Cite as: 518 U. S. 343 (1996)
Opinion of Souter, J.
capable of judicial resolution." Flast v. Cohen, 392 U. S. 83, 101 (1968). We ask a plaintiff to prove "actual or threatened injury" to ensure that "the legal questions presented to the court will be resolved, not in the rarified atmosphere of a debating society, but in a concrete factual context conducive to a realistic appreciation of the consequences of judicial action." Valley Forge Christian College v. Americans United for Separation of Church and State, Inc., 454 U. S. 464, 472 (1982).
I do not disagree with the Court that in order to meet these standards (in a case that does not involve substantial systemic deprivation of access), a prisoner suing under Bounds must assert something more than an abstract desire to have an adequate library or some other access mechanism. Nevertheless, while I believe that a prisoner must generally have some underlying claim or grievance for which he seeks judicial relief, I cannot endorse the standing requirement the Court now imposes.

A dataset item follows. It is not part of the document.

Issue #183, opened 2016-06-02
Make "sort" dropdown keyboard accessible


chillu:
The "sort by..." item on the top right of admin/assets can't receive a keyboard focus. It's using Chosen.js which should already be keyboard friendly.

On the Court's view, a district court may be required to examine the merits of each plaintiff's underlying claim in order to determine whether he has standing to litigate a Bounds claim. Ante, at 353, n. 3. The Court would require a determination that the claim is "nonfrivolous," ante, at 353, in the legal sense that it states a claim for relief that is at least arguable in law and in fact. I, in contrast, would go no further than to require that a prisoner have some concrete grievance or gripe about the conditions of his confinement, the validity of his conviction, or perhaps some other problem for which he would seek legal redress, see Part III-B, infra (even though a claim based on that grievance might well fail sooner or later in the judicial process).
There are three reasons supporting this as a sufficient standard. First, it is the existence of an underlying grievance, not its ultimate legal merit, that gives a prisoner a concrete interest in the litigation and will thus assure the serious and adversarial treatment of the Bounds claim.